Go through the material below and copy all lines with "fallback".

=-=-=-=-=

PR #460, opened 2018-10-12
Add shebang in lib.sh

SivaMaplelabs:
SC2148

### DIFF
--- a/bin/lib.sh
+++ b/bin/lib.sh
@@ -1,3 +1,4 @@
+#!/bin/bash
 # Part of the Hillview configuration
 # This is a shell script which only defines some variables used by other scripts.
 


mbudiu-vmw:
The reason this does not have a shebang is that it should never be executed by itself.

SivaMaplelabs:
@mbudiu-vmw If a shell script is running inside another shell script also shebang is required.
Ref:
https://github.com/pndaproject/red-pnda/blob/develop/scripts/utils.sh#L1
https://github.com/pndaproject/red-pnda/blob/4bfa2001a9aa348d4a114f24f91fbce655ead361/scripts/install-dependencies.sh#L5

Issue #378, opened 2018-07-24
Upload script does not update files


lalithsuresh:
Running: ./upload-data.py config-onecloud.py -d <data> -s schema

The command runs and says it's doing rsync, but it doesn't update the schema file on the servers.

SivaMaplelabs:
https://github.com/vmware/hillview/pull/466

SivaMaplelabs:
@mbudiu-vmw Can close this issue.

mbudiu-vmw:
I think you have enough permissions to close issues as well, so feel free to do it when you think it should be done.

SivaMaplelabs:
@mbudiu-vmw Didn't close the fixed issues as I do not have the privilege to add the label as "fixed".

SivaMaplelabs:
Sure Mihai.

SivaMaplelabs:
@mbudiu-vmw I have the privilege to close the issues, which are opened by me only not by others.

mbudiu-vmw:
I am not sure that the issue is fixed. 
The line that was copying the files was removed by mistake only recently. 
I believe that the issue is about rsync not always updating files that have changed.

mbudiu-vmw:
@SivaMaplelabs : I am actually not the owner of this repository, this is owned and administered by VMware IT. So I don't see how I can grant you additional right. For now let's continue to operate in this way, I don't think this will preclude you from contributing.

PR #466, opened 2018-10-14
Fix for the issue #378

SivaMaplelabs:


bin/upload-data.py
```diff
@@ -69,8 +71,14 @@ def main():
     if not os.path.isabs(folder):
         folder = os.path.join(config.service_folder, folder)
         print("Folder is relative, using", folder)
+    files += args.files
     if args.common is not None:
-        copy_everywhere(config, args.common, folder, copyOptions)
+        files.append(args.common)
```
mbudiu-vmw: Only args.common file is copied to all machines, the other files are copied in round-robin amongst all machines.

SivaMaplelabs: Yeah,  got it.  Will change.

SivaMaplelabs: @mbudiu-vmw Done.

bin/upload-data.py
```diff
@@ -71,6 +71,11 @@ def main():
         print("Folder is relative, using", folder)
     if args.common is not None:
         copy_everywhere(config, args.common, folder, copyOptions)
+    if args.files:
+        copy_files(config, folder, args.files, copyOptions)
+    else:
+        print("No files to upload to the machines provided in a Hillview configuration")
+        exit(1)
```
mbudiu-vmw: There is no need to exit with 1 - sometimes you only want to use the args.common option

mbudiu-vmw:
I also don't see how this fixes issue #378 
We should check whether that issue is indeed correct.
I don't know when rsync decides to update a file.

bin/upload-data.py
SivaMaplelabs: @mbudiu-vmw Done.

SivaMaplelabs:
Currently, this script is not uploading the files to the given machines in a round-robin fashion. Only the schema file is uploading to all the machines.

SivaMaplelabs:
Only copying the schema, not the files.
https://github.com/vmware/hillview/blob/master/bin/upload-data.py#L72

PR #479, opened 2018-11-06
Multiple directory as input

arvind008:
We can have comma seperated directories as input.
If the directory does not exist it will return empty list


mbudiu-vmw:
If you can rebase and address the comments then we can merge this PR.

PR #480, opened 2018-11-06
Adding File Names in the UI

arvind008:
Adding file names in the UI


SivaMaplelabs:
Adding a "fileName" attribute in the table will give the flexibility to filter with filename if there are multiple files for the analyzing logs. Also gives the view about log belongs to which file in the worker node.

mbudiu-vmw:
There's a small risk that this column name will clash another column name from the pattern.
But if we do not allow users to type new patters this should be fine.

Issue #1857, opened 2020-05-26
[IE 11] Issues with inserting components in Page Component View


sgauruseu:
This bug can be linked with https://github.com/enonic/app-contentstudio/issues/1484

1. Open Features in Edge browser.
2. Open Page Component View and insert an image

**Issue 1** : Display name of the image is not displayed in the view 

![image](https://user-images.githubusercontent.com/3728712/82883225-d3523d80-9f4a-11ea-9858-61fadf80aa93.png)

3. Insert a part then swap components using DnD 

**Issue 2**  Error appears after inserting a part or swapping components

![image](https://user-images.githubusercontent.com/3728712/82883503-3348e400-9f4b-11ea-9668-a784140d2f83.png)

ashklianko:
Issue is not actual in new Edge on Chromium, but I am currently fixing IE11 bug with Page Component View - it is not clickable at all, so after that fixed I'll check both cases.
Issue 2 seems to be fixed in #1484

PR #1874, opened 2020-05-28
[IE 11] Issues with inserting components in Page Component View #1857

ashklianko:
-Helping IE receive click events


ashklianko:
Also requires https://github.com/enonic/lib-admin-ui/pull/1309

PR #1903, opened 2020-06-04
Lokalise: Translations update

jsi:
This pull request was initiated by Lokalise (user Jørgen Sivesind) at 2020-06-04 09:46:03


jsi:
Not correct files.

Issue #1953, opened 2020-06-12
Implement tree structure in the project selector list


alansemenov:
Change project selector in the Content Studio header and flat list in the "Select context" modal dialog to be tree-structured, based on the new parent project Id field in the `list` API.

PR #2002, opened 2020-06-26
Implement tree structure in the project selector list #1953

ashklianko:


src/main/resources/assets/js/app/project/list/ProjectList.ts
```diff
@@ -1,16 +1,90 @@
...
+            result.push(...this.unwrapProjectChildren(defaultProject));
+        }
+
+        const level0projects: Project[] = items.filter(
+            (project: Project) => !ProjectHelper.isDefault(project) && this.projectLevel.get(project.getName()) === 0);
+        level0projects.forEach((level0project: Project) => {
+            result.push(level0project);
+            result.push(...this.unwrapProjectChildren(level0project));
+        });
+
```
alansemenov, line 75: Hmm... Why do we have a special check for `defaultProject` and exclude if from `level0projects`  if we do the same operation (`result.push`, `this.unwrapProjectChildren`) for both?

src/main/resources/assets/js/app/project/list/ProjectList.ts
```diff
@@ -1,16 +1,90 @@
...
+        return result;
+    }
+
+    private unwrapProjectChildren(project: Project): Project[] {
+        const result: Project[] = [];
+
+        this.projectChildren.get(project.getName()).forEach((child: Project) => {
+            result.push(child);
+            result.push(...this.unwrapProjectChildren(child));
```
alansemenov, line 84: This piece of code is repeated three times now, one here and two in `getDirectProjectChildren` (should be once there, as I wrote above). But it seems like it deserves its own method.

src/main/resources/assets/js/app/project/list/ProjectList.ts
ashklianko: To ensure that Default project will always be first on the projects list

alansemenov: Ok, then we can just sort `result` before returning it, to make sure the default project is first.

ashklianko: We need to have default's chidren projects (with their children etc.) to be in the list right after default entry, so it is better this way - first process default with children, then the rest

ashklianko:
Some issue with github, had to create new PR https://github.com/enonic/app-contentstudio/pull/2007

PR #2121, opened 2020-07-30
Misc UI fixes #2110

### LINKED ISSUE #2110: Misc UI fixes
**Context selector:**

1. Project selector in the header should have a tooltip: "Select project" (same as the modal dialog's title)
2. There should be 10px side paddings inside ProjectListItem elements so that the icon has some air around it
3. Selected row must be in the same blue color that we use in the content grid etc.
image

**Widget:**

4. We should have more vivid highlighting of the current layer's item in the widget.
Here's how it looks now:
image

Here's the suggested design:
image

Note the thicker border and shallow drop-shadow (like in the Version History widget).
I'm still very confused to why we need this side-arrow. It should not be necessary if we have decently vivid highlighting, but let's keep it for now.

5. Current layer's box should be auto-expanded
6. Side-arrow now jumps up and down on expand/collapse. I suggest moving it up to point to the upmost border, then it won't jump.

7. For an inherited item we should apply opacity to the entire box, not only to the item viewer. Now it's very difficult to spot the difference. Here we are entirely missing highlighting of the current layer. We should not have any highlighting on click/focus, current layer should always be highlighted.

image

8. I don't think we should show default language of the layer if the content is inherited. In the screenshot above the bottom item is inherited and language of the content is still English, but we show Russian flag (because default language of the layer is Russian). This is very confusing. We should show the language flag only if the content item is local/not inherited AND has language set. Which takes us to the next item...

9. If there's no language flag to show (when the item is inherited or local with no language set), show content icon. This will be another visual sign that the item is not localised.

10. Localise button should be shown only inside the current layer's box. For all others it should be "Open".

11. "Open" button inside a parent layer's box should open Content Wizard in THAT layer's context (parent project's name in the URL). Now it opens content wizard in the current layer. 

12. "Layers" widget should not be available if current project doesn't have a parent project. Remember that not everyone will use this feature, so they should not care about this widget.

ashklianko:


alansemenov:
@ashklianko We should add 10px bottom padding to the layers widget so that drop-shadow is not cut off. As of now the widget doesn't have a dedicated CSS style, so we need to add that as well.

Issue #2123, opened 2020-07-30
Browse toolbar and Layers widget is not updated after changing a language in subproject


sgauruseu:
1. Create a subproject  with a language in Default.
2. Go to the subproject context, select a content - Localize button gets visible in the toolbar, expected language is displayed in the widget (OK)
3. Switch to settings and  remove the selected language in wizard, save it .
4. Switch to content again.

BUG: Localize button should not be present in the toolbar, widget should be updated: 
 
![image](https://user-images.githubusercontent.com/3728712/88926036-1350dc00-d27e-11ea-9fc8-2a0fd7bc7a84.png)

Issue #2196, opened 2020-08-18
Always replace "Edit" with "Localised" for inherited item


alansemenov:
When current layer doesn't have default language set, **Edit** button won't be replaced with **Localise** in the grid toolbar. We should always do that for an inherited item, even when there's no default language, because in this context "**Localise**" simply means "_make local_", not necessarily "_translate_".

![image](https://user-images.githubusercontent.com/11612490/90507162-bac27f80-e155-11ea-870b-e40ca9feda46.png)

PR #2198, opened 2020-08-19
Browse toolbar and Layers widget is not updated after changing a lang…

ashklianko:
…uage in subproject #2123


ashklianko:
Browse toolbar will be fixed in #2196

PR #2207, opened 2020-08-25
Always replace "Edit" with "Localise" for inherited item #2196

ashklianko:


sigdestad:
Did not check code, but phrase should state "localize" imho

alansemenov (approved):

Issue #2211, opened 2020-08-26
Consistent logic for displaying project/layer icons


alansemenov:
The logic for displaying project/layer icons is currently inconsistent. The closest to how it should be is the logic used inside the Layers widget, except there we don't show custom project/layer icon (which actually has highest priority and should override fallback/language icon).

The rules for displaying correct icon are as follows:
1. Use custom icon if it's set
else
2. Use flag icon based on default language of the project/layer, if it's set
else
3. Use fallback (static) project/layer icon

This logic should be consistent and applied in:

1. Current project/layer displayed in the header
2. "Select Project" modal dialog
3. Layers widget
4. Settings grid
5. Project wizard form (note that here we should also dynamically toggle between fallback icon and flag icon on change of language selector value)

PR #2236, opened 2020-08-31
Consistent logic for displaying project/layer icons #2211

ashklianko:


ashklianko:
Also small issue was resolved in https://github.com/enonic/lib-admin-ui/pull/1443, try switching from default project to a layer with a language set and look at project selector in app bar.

=-=-=-=-=

[ANSWER SPACE]
The logic for displaying project/layer icons is currently inconsistent. The closest to how it should be is the logic used inside the Layers widget, except there we don't show custom project/layer icon (which actually has highest priority and should override fallback/language icon).
3. Use fallback (static) project/layer icon
5. Project wizard form (note that here we should also dynamically toggle between fallback icon and flag icon on change of language selector value)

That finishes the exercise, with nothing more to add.